The Last of Us Parte II, una spietata lente d'ingrandimento su Seattle e sugli Stati Uniti post-apocalittici | Speciale

Lo State of Play di ieri sera ha fatto luce sull'importanza delle ambientazioni che potremo visitare in The Last of Us Parte II

Condividi

Quando mancano esattamente 22 giorni all’uscita di The Last of Us Parte II, lo State of Play di ieri sera - incentrato esclusivamente sull’opera di Naughty Dog - si è rivelato un appuntamento seguito e apprezzato, perché gli oltre venti minuti dell’evento, raccontati dalla voce di Neil Druckmann, hanno aperto la strada a una serie di riflessioni di varia natura.
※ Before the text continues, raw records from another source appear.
PR #54, opened 2018-07-02
Fix overflow of security group form in modals

Hyperkid123:
Added fluid property to form wrapper.


Hyperkid123:
@martinpovolny fix for https://github.com/ManageIQ/manageiq-ui-classic/pull/4231

PR #58, opened 2018-07-12
Disabled property for FinalForm inputs

Hyperkid123:
Added disabled prop and missing styling for FinalFormFields.

### DIFF
--- a/src/forms/style.scss
+++ b/src/forms/style.scss
@@ -60,6 +60,27 @@ $input-default-box-shadow: inset 0 1px 1px rgba(0, 0, 0, 0.075);
   }
 }
 
+.final-form-select.is-disabled {
+  .Select-control {
+    cursor: not-allowed;
+    background-image: none;
+    box-shadow: none;
+    .Select-placeholder {
+      color: $color-pf-black-500;
+    }
+    &:hover {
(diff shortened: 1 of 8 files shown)


src/forms/style.scss
```diff
@@ -60,6 +60,27 @@ $input-default-box-shadow: inset 0 1px 1px rgba(0, 0, 0, 0.075);
   }
 }
 
+.final-form-select.is-disabled {
+  .Select-control {
```
ohadlevy: just wondering, why do we need special css? isnt it by default by bootstrap/patternfly when the disable attribute is set?

Hyperkid123: apparently no. Adding just the disabled prop has no effect on the component.

ohadlevy:
I wonder if we are missing anything? as when we did the same for
redux-forms there was no need to add additional css? (nor do i think i had
to do it before)...

Hyperkid123:
@ohadlevy what component did u use? This implementation uses ReactSelect. When i was creating these components there was no select component in patternfly-react.

Hyperkid123:
@karelhala

Hyperkid123:
@miq-bot assign @karelhala

PR #59, opened 2018-07-12
FinalFormSelect onChange event now returns only value from option.

Hyperkid123:
Just a small change of selects. Not it will return only the actual value of selected option. This should make building forms a bit easier, because you only need values most of the time.

### Single select
`stateValue: { value: 55, label: 'Option label' }` => `stateValue: 55`
### Multi select
`stateValue: [{ value: 1, label: 'First option' }, { value: 2, label: 'Second option' }]` => `stateValue: [1, 2]`

Should not break any forms just yet.


Hyperkid123:
@karelhala

Hyperkid123:
It might be useful sometimes but i think that in 90% use case you would rather want an object of values that you can directly send to endpoint. With the current way you would have to parse the form values before sending them. And you have the full options list available anyway.

karelhala:
Okay, sounds good enough, merging.

PR #60, opened 2018-07-17
Tag Category line wrapping

PanSpagetka:
Make Tag Category to wrap long lines.

### Screenshot:
screenshot from 2018-07-17 11-44-10

@karelhala

### DIFF
--- a/src/tagging/sass/_tag-category.scss
+++ b/src/tagging/sass/_tag-category.scss
@@ -9,8 +9,10 @@
   margin-bottom: 5px;
   font-size: 14px;
   line-height: 24px;
+  display: -ms-flexbox;
   display: flex;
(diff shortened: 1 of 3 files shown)


src/tagging/sass/_tag-category.scss
```diff
@@ -9,7 +9,8 @@
   margin-bottom: 5px;
   font-size: 14px;
   line-height: 24px;
-  display: table;
+  display: flex;
```
karelhala: Please add `ms` specific flex properties so we can use it in IE11.
```css
  display: -ms-flexbox;
  display: flex;
  -ms-flex-wrap: wrap;
      flex-wrap: wrap;
```

PR #65, opened 2018-07-24
Fixed amazon-provider-form data format on spy update.

Hyperkid123:
Fixed the data format to match https://github.com/ManageIQ/manageiq-providers-amazon/pull/468


Hyperkid123:
@miq-bot assign @martinpovolny

PR #66, opened 2018-07-30
Max length form field property

Hyperkid123:
Added property to enable maxLength on final form fields.


Hyperkid123:
@miq-bot assign @karelhala

PR #67, opened 2018-08-06
Use something other than `about:blank` as testURL

miha-plesko:
With this commit we prevent command

```
yarn test
```

from failing for all the tests with recent enough jest due to https://github.com/jsdom/jsdom/issues/2304. Problem is that Redux has some issues with `about:blank` address so everything explodes.

@miq-bot add_label enhancement
@miq-bot assign @Hyperkid123

### DIFF
--- a/package.json
+++ b/package.json
@@ -46,7 +46,8 @@
     ],
     "moduleNameMapper": {
       "\\.(css|scss)$": "identity-obj-proxy"
-    }
+    },
+    "testURL": "http://localhost"
   },
   "author": "",
   "license": "Apache-2.0",


Hyperkid123:
@miha-plesko are there some steps to reproduce? Or do you have some error log? We did not had this issue before.

miha-plesko:
I can reproduce it by checking out master and running `yarn test`:

```bash
$ yarn test
yarn run v1.4.0
$ jest
 FAIL  src/textual_summary/tests/tag_group.test.js
  ● Test suite failed to run

    SecurityError: localStorage is not available for opaque origins

      at Window.get localStorage [as localStorage] (node_modules/jsdom/lib/jsdom/browser/Window.js:257:15)
          at Array.forEach (<anonymous>)

 FAIL  src/rbac-forms/tests/rbacUserPreview.test.jsx
  ● Test suite failed to run

    SecurityError: localStorage is not available for opaque origins

      at Window.get localStorage [as localStorage] (node_modules/jsdom/lib/jsdom/browser/Window.js:257:15)
          at Array.forEach (<anonymous>)

 FAIL  src/textual_summary/tests/multilink_table.test.js
  ● Test suite failed to run

    SecurityError: localStorage is not available for opaque origins

      at Window.get localStorage [as localStorage] (node_modules/jsdom/lib/jsdom/browser/Window.js:257:15)
          at Array.forEach (<anonymous>)

...
```

Where my yarn is

```
$ yarn -v
1.4.0
```

and my jest is `jest@23.4.2`

Hyperkid123:
did you run `yarn vendor` command?

miha-plesko:
I did now. I also did `yarn remove jest` and then

```
$ yarn vendor
$ yarn install
```

again but the error persists.. Am I doing something wrong, because after `yarn vendor` it even fails with "jest not found" error so I have to do `yarn install` as well?

Hyperkid123:
well if you did remove the jest its obvious it will fail.
basically to setup the repo you have to run these commands: `yarn; yarn vendor;` and you should be set up.

What version of node do you have?
```
$ node -v
v8.11.3
$ yarn -v
1.7.0
```

Hyperkid123:
That said i am not against this addition, but i would like to explore all possible causes before we will add this, because we did not had this issue so far.

Hyperkid123:
@karelhala ok so it seems that on fresh copy of the repo you will get this error. This fixes the issue and i would recommend to get this in.

Hyperkid123:
@miq-bot assign @karelhala

Hyperkid123:
@miq-bot add_label bug

karelhala:
No need to release new version, since it's just test config.

PR #68, opened 2018-08-13
Added option to render children to final form components.

Hyperkid123:
Sometimes it might be required to add additional components to form components (e.q. change password link in miq)


Hyperkid123:
@miq-bot assign @karelhala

Tralasciando il discorso legato alle novità di gameplay, l’elemento che più ha catturato la nostra attenzione è Seattle, metropoli dello stato di Washington, nel nord-ovest degli Stati Uniti

Può sembrare un dettaglio di poco conto, ma il passaggio dalla Boston del primo capitolo alla Seattle di The Last of Us Parte II lascia intendere la filosofia che sta alla base dell’opera di Naughty Dog. Nel primo caso, la capitale del Massachusets si limitava a essere teatro silenzioso e passivo, in cui, tra edifici distrutti in stile europeo e skyline resi malinconici dalla natura che si riappropria dei suoi spazi, si incontravano gruppi di sopravvissuti o di Clicker. Al contrario, la Seattle entro cui viene narrato il viaggio emozionale di Ellie sembra avere un ruolo più incisivo nella caratterizzazione del titolo.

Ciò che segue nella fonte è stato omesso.